Read Preludio a la fundación Online

Authors: Isaac Asimov

Tags: #Ciencia Ficción

Preludio a la fundación (27 page)

BOOK: Preludio a la fundación
13.88Mb size Format: txt, pdf, ePub
ads

Seldon, indeciso sobre cómo comportarse, permaneció de pie hasta que Gota de Lluvia le indicó, un poco impaciente, que se sentara en el camastro. Así lo hizo.

–Si alguna vez llegara a saberse que he estado aquí con un hombre, aunque sea de una tribu, me convertiré en una verdadera paria -murmuró Gota de Lluvia Cuarenta y Tres con dulzura, como si hablara consigo misma.
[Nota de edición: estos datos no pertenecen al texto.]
PR #3662, opened 2019-05-20
Fix LWRP GC spikes

phi-lira:
### Purpose of this PR
 - Removes code causing heap allocations every frame in LWRP. 
 - There's still an issue with the TryGetComponent causing mem allocs when component is not present in game object. A fix is about to land in trunk. 

---
### Release Notes
  Fixed Garbage Collections spikes caused by heap allocations every frame.

---
### Testing status

- [x] Built a player
- Other: 

**Automated Tests**: Did not added.

Any test projects to go with this to help reviewers? You can use LW RP template to test.

https://katana.bf.unity3d.com/projects/com.unity.render-pipelines/builders?ScriptableRenderLoop_branch=lw/fix-mem-allocations&automation-tools_branch=master&unity_branch=trunk&sort=1-asc

---
### Overall Product Risks
**Technical Risk**: Low. Changes core render pass execution but it should be safe.

**Halo Effect**: Medium. Changes core bits of LWRP. 

---
### Comments to reviewers
 The execute block is not doing the smartest thing. I've started work to compute block range indices so when executing each block it will know the start/end indices to execute. 

 I need more testing to push this work and I'll have to switch to another task now. So I've stashed my changes and will push in another PR.


com.unity.render-pipelines.lightweight/Runtime/RenderingUtils.cs
```diff
@@ -146,5 +146,16 @@ internal static void RenderObjectsWithError(ScriptableRenderContext context, ref
...
             context.DrawRenderers(cullResults, ref errorSettings, ref filterSettings);
         }
+
+        // Caches render texture format support. SystemInfo.SupportsRenderTextureFormat allocates memory due to boxing.
+        static Dictionary<RenderTextureFormat, bool> m_RenderTextureFormatSupport = new Dictionary<RenderTextureFormat, bool>();
+
+        internal static bool SupportsRenderTextureFormat(RenderTextureFormat format)
+        {
+            if (!m_RenderTextureFormatSupport.ContainsKey(format))
+                m_RenderTextureFormatSupport.Add(format, SystemInfo.SupportsRenderTextureFormat(format));
```
pbbastian: Are we completely sure that `SystemInfo.SupportsRenderTextureFormat(RenderTextureFormat)` never changes?

phi-lira: Since graphics emulation is not supported in SRP, I guess the only case it could change is when switching graphics API in editor, which iirc it will restart the editor anyway. 

Just for safety, I'm clearing the cache everytime the render pipeline is rebuilt. This should be safe enough imo.

pbbastian: It is possible to change graphics device in the Editor as well. I wonder if that is possible in the Player.

phi-lira:
Cached render passes in block ranges. Also fixed some issues.

com.unity.render-pipelines.lightweight/Runtime/ScriptableRenderer.cs
```diff
@@ -69,6 +69,22 @@ protected List<ScriptableRenderPass> activeRenderPassQueue
             get => m_ActiveRenderPassQueue;
         }
 
+        static class RenderPassBlock
+        {
+            // Executes render passes that are inputs to the main rendering
+            // but don't depend on camera state. They all render in monoscopic mode. f.ex, shadow maps.
+            public static readonly int BeforeRendering = 0;
```
pbbastian:
```suggestion
            public const int beforeRendering = 0;
```

com.unity.render-pipelines.lightweight/Runtime/ScriptableRenderer.cs
```diff
@@ -69,6 +69,22 @@ protected List<ScriptableRenderPass> activeRenderPassQueue
...
+
+            // Main bulk of render pass execution. They required camera state to be properly set
+            // and when enabled they will render in stereo.
+            public static readonly int MainRendering = 1;
```
pbbastian:
```suggestion
            public const int mainRendering = 1;
```

com.unity.render-pipelines.lightweight/Runtime/ScriptableRenderer.cs
```diff
@@ -69,6 +69,22 @@ protected List<ScriptableRenderPass> activeRenderPassQueue
...
+
+            // Execute after Post-processing.
+            public static readonly int AfterRendering = 2;
```
pbbastian:
```suggestion
            public const int afterRendering = 2;
```

com.unity.render-pipelines.lightweight/Runtime/LightweightRenderPipeline.cs
```diff
@@ -99,6 +99,8 @@ public LightweightRenderPipeline(LightweightRenderPipelineAsset asset)
             Lightmapping.SetDelegate(lightsDelegate);
 
             CameraCaptureBridge.enabled = true;
+
+            RenderingUtils.ClearSystemInfoCache();
```
pbbastian: Is the RP re-created when the active device changes? Otherwise, this doesn't fix the potential issue. I think it might be okay for now, given that the underlying issue with `SystemInfo` is fixed soon such that `RenderingUtils` can be removed.

com.unity.render-pipelines.lightweight/Runtime/RenderingUtils.cs
```diff
@@ -146,5 +146,21 @@ internal static void RenderObjectsWithError(ScriptableRenderContext context, ref
 
             context.DrawRenderers(cullResults, ref errorSettings, ref filterSettings);
         }
+
+        // Caches render texture format support. SystemInfo.SupportsRenderTextureFormat allocates memory due to boxing.
+        static Dictionary<RenderTextureFormat, bool> m_RenderTextureFormatSupport = new Dictionary<RenderTextureFormat, bool>();
```
pbbastian:
```suggestion
        static readonly Dictionary<RenderTextureFormat, bool> s_RenderTextureFormatSupport = new Dictionary<RenderTextureFormat, bool>();
```

com.unity.render-pipelines.lightweight/Runtime/RenderingUtils.cs
```diff
@@ -146,5 +146,21 @@ internal static void RenderObjectsWithError(ScriptableRenderContext context, ref
...
+        {
+            m_RenderTextureFormatSupport.Clear();
+        }
+
+        internal static bool SupportsRenderTextureFormat(RenderTextureFormat format)
+        {
+            if (!m_RenderTextureFormatSupport.ContainsKey(format))
+                m_RenderTextureFormatSupport.Add(format, SystemInfo.SupportsRenderTextureFormat(format));
+
+            return m_RenderTextureFormatSupport[format];
```
pbbastian: Suggestion that only does 1 dictionary lookup when the key exists:
```
if (!s_RenderTextureFormatSupport.TryGetValue(format, out var isSupported))
{
    isSupported = s_RenderTextureFormatSupport[isSupported] = SystemInfo.SupportsRenderTextureFormat(format);
}
return isSupported;
```

phi-lira: @pbbastian Nice. Can we do this fix in a following PR?

pbbastian: It's only a suggestion, so I'll leave that up to you :)

phi-lira: ah it's because github showed me you requested changes. Ok. I'll fix in a following PR.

–Entonces, no nos quedemos aquí -exclamó Seldon poniéndose en pie de un salto.

–Siéntate. No puedo salir en el estado en que me encuentro. Me has estado preguntando sobre religión. ¿Qué es lo que buscas?

A Seldon le pareció que ella había cambiado por completo. La pasividad y el servilismo habían desaparecido. No quedaba nada de su timidez, de su torpeza ante un varón. Lo miraba, ardientemente, a través de los ojos entornados.
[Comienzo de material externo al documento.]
PR #497, opened 2019-06-24
Add rake task definition

just806me:
Add missing task definition for rake tasks. This allows some customization of auto-detected tasks (e.g never scan the task output). Without task definition VSCode shows 'Value is not accepted' error and ignores that task.

image

- [x] The build passes
- [x] TSLint is mostly happy
- [ ] Prettier has been run

### DIFF
--- a/package.json
+++ b/package.json
@@ -690,6 +690,24 @@
 					}
 				}
 			}
+		],
+		"taskDefinitions": [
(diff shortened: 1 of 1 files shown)


wingrunr21:
Great! Will merge when CI finishes

PR #532, opened 2019-09-14
Add chefignore as a valid Ruby file

tas50:
It's ruby even though there's no extension and it should get all the bells and whistles of this extension.


wingrunr21:
You sure a chefignore file is Ruby? Its syntax looks more like a gitignore file.

wingrunr21:
Closing in favor of 79d6435

PR #550, opened 2019-10-19
Bugfix: Filter out linters that are disabled in the configuration.

### LINKED ISSUE #531: Unable to disable linter
### Your environment

- `vscode-ruby` version: `0.25.3`
- Ruby version: `2.6.2`
- Ruby version manager (if any): `rbenv`
- VS Code version: `1.38.1`
- Operating System: macOS
- Using language server? (eg `useLanguageServer` is true?) Yes

### Expected behavior

With the following in the user settings.json:

```json
"ruby.lint": {
  "rubocop": true
}
```

The following in the workspace settings.json should disable RuboCop:

```json
"ruby.lint": {
  "rubocop": false
}
```

### Actual behavior

RuboCop still runs.

peret:
Fixes #531.

The getLinter() function just passes on the linter config (if it's an object), or continues with an empty object if it's any other values. This leads to unexpected behavior when setting a specific linter to `false` in the config. I.e. the linter is not disabled, as one would expect, but an empty linter configuration is used.

This PR fixes the issue by explicitly filtering linter configs that are `false` before passing them on to getLinter(). 

- [X] The build passes
- [X] TSLint is mostly happy
- [X] Prettier has been run

### DIFF
--- a/packages/language-server-ruby/src/Linter.ts
+++ b/packages/language-server-ruby/src/Linter.ts
@@ -52,7 +52,9 @@ function lint(document: TextDocument): Observable<LintResult> {
 			);
 		}),
 		mergeMap(({ config, env }) => {
-			const linters = Object.keys(config.lint).map(l => getLinter(l, document, env, config).lint());
+			const linters = Object.keys(config.lint)
+				.filter(l => config.lint[l] !== false)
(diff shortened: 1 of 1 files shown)


wingrunr21:
Thanks. This was on my list to look into this weekend but you beat me to it!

–Ya te lo he dicho. Conocimientos. Soy un estudioso. Mi profesión y mi deseo es saber. Quiero, en especial, comprender a la gente, así que necesito estudiar Historia. En muchos mundos, los antiguos documentos históricos, los verdaderos archivos históricos, se han transformado en mitos y leyendas, formando parte, con frecuencia, de una serie de creencias religiosas o supernaturalista. Pero si Mycogen no tiene una religión, entonces…
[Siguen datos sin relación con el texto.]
Issue #537, opened 2019-09-22
Syntax Highlighting Breaks via Remote-WSL


ecielam:
### Your environment

- `vscode-ruby` version: 0.25.3
- Ruby version: 
- Ruby version manager (if any): No
- VS Code version: Latest
- Operating System: Win 10 + WSL
- Using language server? (eg `useLanguageServer` is true?) Yes

### Expected behavior

When I am running locally, syntax highlighting is correct:

![image](https://user-images.githubusercontent.com/1396086/65390335-a215d380-dd12-11e9-80d7-5c243d7b7dbc.png)

### Actual behavior

If I am running via Remote-WSL, syntax highlighting is broken.

![image](https://user-images.githubusercontent.com/1396086/65390373-d4bfcc00-dd12-11e9-80ce-62348f89ca5f.png)

No errors in the language server console.

wingrunr21:
This has been resolved in `v0.26.0`

Issue #483, opened 2019-05-12
Symbol strings (ex. :abc) via "Remote - SSH" are not correctly highlighted


danglduy:
### Your environment

- `vscode-ruby` version: 0.22.3
- Ruby version: 2.6.3
- Ruby version manager (if any): rbenv
- VS Code version: 1.34.10-insider
- Operating System: Windows
- Using language server? Solargraph
- Using via "Remote - SSH" remote environment _([Link](https://marketplace.visualstudio.com/items?itemName=ms-vscode-remote.remote-ssh))_

### Expected behavior
Symbol strings syntax is correctly highlighted
### Actual behavior
Symbol strings syntax is incorrectly highlighted

In the picture below `:exception` should be highlighted
![image](https://user-images.githubusercontent.com/38782010/57583136-aa096f80-74f7-11e9-9be2-c14d0353659d.png)

connorshea:
I assume this is the same problem as https://github.com/microsoft/vscode-remote-release/issues/153

danglduy:
I think these are not the same problems. Ruby symbols are correctly highlighted without any language servers anyway.

minkir014:
Have you tried that on an ordinary vs code?

danglduy:
@minkir014 "Remote - SSH" extension does only work on VS Code Insider I'm afraid.

wingrunr21:
hi @danglduy 

Can you use the `Developer: Inspect TM Scopes` tool to tell me what scopes are being matched for the `with: :exception` part of that code?

The `with:` should be matching the grammar with a scope of `constant.language.symbol.hashkey.ruby` and `:exception` should be `constant.language.symbole.ruby`.

danglduy:
@wingrunr21 I inspected `with:` and `:exception`
![image](https://user-images.githubusercontent.com/38782010/57635969-764f4800-75d2-11e9-9103-74aeb280004b.png)
![image](https://user-images.githubusercontent.com/38782010/57636006-86ffbe00-75d2-11e9-9ddb-861d52816fd6.png)

wingrunr21:
Ok. What theme are you using? The Ruby grammar is correctly matching the TM scopes but it appears your theme does not have support.

danglduy:
@wingrunr21 I am using the default theme.

wingrunr21:
Which is what? `Dark+`?

danglduy:
Yes it’s Dark+

wingrunr21:
[...]

PR #551, opened 2019-10-19
Remote environment support

### LINKED ISSUE #488: Move environment detection to server
I made the decision to run environment detection on the client originally as that seemed to be the direction remote workspaces were headed. Well, I guessed wrong on that. Environment detection needs to be moved to the server so that remote development environments work correctly.

### LINKED ISSUE #490: Flag machine specific configurations like paths as machine scoped
I am developer from VS Code and we introduced Machine Scope for configurations in [1.34](https://code.visualstudio.com/updates/v1_34#_machinespecific-settings) which will help in [remote set ups](https://code.visualstudio.com/docs/remote/remote-overview).

I would like to encourage extension authors to adopt to machine scope if you have any settings that you think they are scoped to machine like `ruby.interpreter.commandPath` 

For example, If you have settings that allow users to customize an executable path that exists on the machine in which extension is running, then you can tag such settings as `machine` scoped. This will let VS Code to read this setting from the location where the extension is running.

- When extension is running locally, VS Code reads this setting **only** from User settings on the same machine.
- When extension is running remotely, VS Code reads this setting **only** from Remote settings on the remote machine.

If the extension is running remotely in a [remote set up](https://code.visualstudio.com/docs/remote/remote-overview), then this will help the extension not to read paths configured in local machine user settings and bail as the paths not exist in the remote machine.

Note that machine scoped settings are overridable only in user or remote settings.

### LINKED ISSUE #523: Support fish shell in environment detection
### Your environment

- `vscode-ruby` version: 0.24.2
- Ruby version: 2.6.3
- Ruby version manager (if any): chruby
- VS Code version: 1.37.1
- Operating System: macOS 10.14.6
- Using language server? Yes
- Login shell: /usr/local/bin/fish

### Expected behavior

Enabling ruby linter via rubocop (using bundler) should check file without errors.

### Actual behavior

Language server throws following error:
```
[Info  - 2:33:48 PM] Initializing Ruby language server...
[Info  - 2:33:48 PM] Rebuilding tree-sitter for local Electron version
[Info  - 2:33:48 PM] Rebuild succeeded!
Lint: executing bundle exec rubocop -s /Users/e1senh0rn/Projects/test/app.rb -f json...
/Users/e1senh0rn/.rubies/ruby-2.6.3/lib/ruby/2.6.0/rubygems.rb:283:in `find_spec_for_exe': Could not find 'bundler' (2.0.1) required by your /Users/e1senh0rn/Projects/test/Gemfile.lock. (Gem::GemNotFoundException)
To update to the latest version installed on your system, run `bundle update --bundler`.
To install the missing version, run `gem install bundler:2.0.1`

	from /Users/e1senh0rn/.rubies/ruby-2.6.3/lib/ruby/2.6.0/rubygems.rb:302:in `activate_bin_path'
	from /Users/e1senh0rn/.gem/ruby/2.6.3/bin/bundle:23:in `<main>'

Lint: Received invalid JSON from rubocop:
```

Running same command from terminal works just fine.

I investigated an error, and it really has nothing to do with bundler itself.

* Ruby version is 2.6.3. ABI version is 2.6.0. Rubygems by default tries to lookup gems in `~/.gem/ruby/<ABI-version>`. I have non-bundled gems installed in ~/.gem/ruby/2.6.3, which prevents it from finding bundler.
* This can be adjusted with `GEM_PATH` environment variable.
* chruby actually sets variables correctly within shell, hence no errors while running it from terminal.
* vscode-ruby launches login shell in workspace directory to figure out environment variables.
* To launch shell it creates shell shim to list variables.
* I'm using fish shell, and resulting shim looks like this ( ~/.vscode/extensions/rebornix.ruby-0.24.2/client/out/util/shims/env.fish.sh):
```
#!/usr/local/bin/fish -i

export
```
* In fish `export` lists variables as `VARIABLE value`.
* `processExportLine` expects variables and values to be separated by `=`.
* This produces completely blank environment (`{}`) when launching ruby command.

This behavior will cause error with non-bash shells (`fish`, `elvish`, `csh`, `tcsh`, ...).

Affected code: https://github.com/rubyide/vscode-ruby/blob/master/packages/vscode-ruby/src/util/env.ts#L17

Could it be better to invoke `/usr/bin/env` instead of `export`?

wingrunr21:
* Flags config options as `machine` or `machine-overridable`. Resolves #490
* Officially supports remote environments. Resolves #551, #483, #537 
* Migrates environment detection into the language server. Resolves #488 
* Uses `vscode-ruby-common` for environment detection. Resolves #523


connorshea:
❤️ thanks!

–Te he dicho que tenemos Historia.

–Por dos veces me lo has asegurado. ¿Muy antigua?

–Empieza hace veinte mil años.

–¿De verdad? Hablemos con franqueza. ¿Es Historia real o algo que ha ido degenerando en leyenda?

–Es verdadera Historia, desde luego.

Seldon estuvo en un tris de preguntarle cómo lo sabía, pero lo pensó mejor. ¿Existía la posibilidad de que la Historia llegara a los veinte mil años y fuera auténtica? Él no era historiador, así que tendría que consultarlo con Dors.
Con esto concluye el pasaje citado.